Items listed in a dataset
+ + + + + + +
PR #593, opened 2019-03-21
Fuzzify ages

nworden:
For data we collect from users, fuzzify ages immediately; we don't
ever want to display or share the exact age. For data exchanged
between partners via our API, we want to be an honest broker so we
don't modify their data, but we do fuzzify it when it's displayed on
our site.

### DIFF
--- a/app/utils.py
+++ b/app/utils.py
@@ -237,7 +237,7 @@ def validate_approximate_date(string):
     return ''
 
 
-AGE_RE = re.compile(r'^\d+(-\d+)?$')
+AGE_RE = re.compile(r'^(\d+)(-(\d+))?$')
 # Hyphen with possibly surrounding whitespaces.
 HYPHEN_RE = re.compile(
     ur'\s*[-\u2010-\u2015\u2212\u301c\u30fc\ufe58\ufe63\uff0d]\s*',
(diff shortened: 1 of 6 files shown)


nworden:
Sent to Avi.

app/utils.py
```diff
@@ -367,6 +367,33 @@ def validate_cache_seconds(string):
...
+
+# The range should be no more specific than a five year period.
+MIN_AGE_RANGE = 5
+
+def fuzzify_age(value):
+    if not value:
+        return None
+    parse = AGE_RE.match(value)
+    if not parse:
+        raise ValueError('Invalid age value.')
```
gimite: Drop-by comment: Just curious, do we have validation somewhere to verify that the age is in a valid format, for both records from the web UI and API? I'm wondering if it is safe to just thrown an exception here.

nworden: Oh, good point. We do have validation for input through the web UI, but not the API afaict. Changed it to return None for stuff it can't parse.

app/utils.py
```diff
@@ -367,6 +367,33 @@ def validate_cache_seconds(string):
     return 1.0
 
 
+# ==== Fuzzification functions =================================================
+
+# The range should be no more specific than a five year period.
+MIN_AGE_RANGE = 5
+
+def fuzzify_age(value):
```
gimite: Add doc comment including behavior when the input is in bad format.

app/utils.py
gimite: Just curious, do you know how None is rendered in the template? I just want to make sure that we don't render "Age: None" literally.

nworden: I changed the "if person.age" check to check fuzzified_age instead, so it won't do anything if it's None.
+ + + + + + +
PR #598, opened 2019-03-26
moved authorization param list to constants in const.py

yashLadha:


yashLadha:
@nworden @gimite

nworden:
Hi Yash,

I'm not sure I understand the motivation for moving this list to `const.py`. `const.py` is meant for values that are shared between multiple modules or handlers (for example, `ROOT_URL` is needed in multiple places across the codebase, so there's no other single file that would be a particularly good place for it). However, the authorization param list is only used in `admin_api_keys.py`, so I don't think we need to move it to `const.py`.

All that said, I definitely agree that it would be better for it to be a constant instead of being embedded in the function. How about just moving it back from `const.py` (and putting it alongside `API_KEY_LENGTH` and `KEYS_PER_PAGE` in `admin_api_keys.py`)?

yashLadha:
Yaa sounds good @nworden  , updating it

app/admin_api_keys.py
+ + + + + + +
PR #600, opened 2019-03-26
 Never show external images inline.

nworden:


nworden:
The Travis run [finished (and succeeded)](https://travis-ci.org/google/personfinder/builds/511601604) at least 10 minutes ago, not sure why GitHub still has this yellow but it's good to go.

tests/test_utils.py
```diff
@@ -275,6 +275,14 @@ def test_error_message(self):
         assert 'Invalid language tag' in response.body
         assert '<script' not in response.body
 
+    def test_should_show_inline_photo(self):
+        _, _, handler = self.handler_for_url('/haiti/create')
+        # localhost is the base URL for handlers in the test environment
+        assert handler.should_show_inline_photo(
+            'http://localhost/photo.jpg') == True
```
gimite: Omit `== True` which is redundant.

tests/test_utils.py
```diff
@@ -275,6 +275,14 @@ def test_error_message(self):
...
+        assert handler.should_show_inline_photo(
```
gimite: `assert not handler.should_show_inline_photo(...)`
+ + + + + + +
▸ HOW TO COMPLETE THIS TASK
If a line of the data contains the word "self", it should be counted; state the total and nothing more.

▸ ANSWER SPACE
4